You did not provide care for your spouse, the parent of your qualifying child, or a person you can claim as a dependent. The exception is if they are disabled.
You can also claim the credit if your status is married filing separately. Here are the requirements:
You lived apart from your spouse during the past 6 months of the tax year.
Your home was the qualifying person’s home for more than half of the tax year.
You paid more than half of the maintenance of the home.
But the credit is generally not available for a noncustodial parent. This is a parent whom the child may have lived with for the least amount of time during the year. Even if the noncustodial parent gets a Form 8332 release to claim the child as a dependent, they still cannot claim the credit. However, the Form 8332 may grant a noncustodial parent access to the child tax credit.
Yes. The IRS allows you to claim both the child tax credit and the child and dependent care credit if you meet the requirements.

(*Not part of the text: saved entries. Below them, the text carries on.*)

PR #28952, opened 2025-11-18
Relax Transformers modeling backend MoE experts check

hmellor:
The experts module could now also be a 3D tensor.

Note that there are other issues on Transformers main which currently break Transformers modeling backend MoE support. These are being worked on separately.

### DIFF
--- a/vllm/model_executor/models/transformers/moe.py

Here’s an example of using both the child tax credit and the child and dependent care credit:
Suppose you have a household income of $80,000 and have a son who is 11 years old.

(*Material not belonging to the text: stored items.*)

PR #28957, opened 2025-11-18
Update Dockerfile to use gcc-toolset-14 and fix test case failures on power (ppc64le)

bhagyashrigai:
## Purpose
This PR updates the ppc64le Dockerfile to use gcc-toolset-14 instead of gcc-toolset-13 and includes additional environment fixes required for successful builds. The update resolves multiple test case failures observed during vLLM and dependency builds on the ppc64le platform.

**Key Changes**

- Updated all Dockerfile stages from gcc-toolset-13 → gcc-toolset-14.
- Updated compiler activation paths (source /opt/rh/gcc-toolset-14/enable).
- Exported LLVM_CONFIG and updated PATH to ensure correct LLVM detection.
- Added missing dependency (libicu) for ppc64le build stability.
- Updated platform selectors in requirements/common.txt to include:platform_machine == "ppc64le" for llguidance and xgrammar

## Test Result
[test_logs.txt](https://github.com/user-attachments/files/23656661/test_logs.txt)

---
<details>

</details>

You paid $7,000 for daycare.
You will receive the child tax credit for $2,000.
You are also eligible for $1,400 for the child and dependent care credit. This is the daycare expense of $7,000 multiplied by 20%. This is the percentage of expenses allowed based on your household income.
Your total credits would be $3,400.
If you have a tax bill of $3,000, the credit will wipe this out, and the remaining $400 will be a refund.
The child and dependent care credit provides substantial tax savings for qualified expenses. But the credit doesn’t apply only for children in your care. You can also claim tax benefits for the care of your parents or other qualifying persons. It’s important to review the rules and requirements each year to find out if you qualify.
Economic Policy Institute. (2020). Child care costs in the United States.
Internal Revenue Service. (2018). Form 8332.
Internal Revenue Service. (2022). Instructions for Form 2441 (2022).
Internal Revenue Service. (2023). About Form 2441, child and dependent care expenses.
Internal Revenue Service. (2023). Child tax credit 3.
Internal Revenue Service. (2023). Credits and deductions for individuals.
Internal Revenue Service. (2023). Publication 503 (2022), child and dependent care expenses.
Internal Revenue Service. (2023). Tax credits for individuals: What they mean and how they can help refunds.
Internal Revenue Service. (2023). Topic No. 602, child and dependent care credit.
The White House. (n.d.). American Rescue Plan.
This article is solely for informational purposes. This article is not professional advice concerning insurance, financial, accounting, tax, or legal matters. All content herein is provided “as is” without any representations or warranties, express or implied. Always consult an appropriate professional when you have specific questions about any insurance, financial, or legal matter.